The purified liquid or gas is called filtrate. The solid collected is known as the residual
What are the 2 types of filtration
Gravitational filtration
Uses the weight of solid-liquid mixture to push the mixture through filter paper which is in a funnel shape.
Vacuum filtration
The solid liquid mixture poured into a funnel is sucked into a vacuum tube and the solid residue is trapped by filter paper.
Faster than gravitational and drys the residue faster.
What is density
The measure of gas per unit of volume.
Sedimentation and recantation
Sedimentation
The sediments will settle after some time leaving the liquid on top and sediment solids on the bottom.
Decanting
You can now separate the mixture by pouring the liquid on top out.
Not very effective because fine solid particles will stay floating in the liquid.
Separation funnels
If 2 liquids have different densities and are immiscible (don’t mix) they can be seperated through a separation funnel.

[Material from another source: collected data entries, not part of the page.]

PR #3076, opened 2026-07-16
Library: use api for some dependencies

Luna712:
I am not 100% sure if we should. This will avoid extensions having to manually add them also allowing us to make sure we standardize versions, but it can also slow the build down according to https://docs.gradle.org/current/userguide/performance.html#use_implementation_for_internal_dependencies

### DIFF
--- a/library/build.gradle.kts
+++ b/library/build.gradle.kts
@@ -53,19 +53,19 @@ kotlin {
         }
 
         commonMain.dependencies {
-            implementation(libs.annotation) // Annotations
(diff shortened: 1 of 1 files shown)


Luna712:
The common convention for libraries does seem to be to use api() so that is what I do think we should do.

Luna712:
Eventually but I am thinking to wait on this for now so marking as draft.

fgmitesh:
Hm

If a tap is put on the base of a beaker, the liquid which is more dense will pour out first, separating the liquids.
Centrifugation
Spinning a liquid mixture rapidly to speed up sedimentation and extract finer particles that won’t seperate naturally, denser particles are pushed to outside of container by centrifugal forces.
Evaporation
Liquid is evaporated while solid is left behind.
Solids can dissolve in liquids to form solutions; the solid is a solute and liquid is solvent.
Distillation
The solution is heated in a flask which vaporises the liquid, this vapour is then passes through or condenser which cools the Vapor turning it back into a liquid. This liquid is called a distillate.
Fractional distillation
A method used to separate miscible (can mix) liquids that have boiling points that are only slightly different from each other.
Electrostatic separation
Objects with opposite electric charges, attract to each other. By using electrostatic forces, you can separate attracted solid particles from gases.
Chromatography
Separates liquids or gases based on the different affinity for various materials present in the chromatography apparatus.
What does immiscible mean?
Two liquids which do not mix/ don’t form a homogeneous mixture.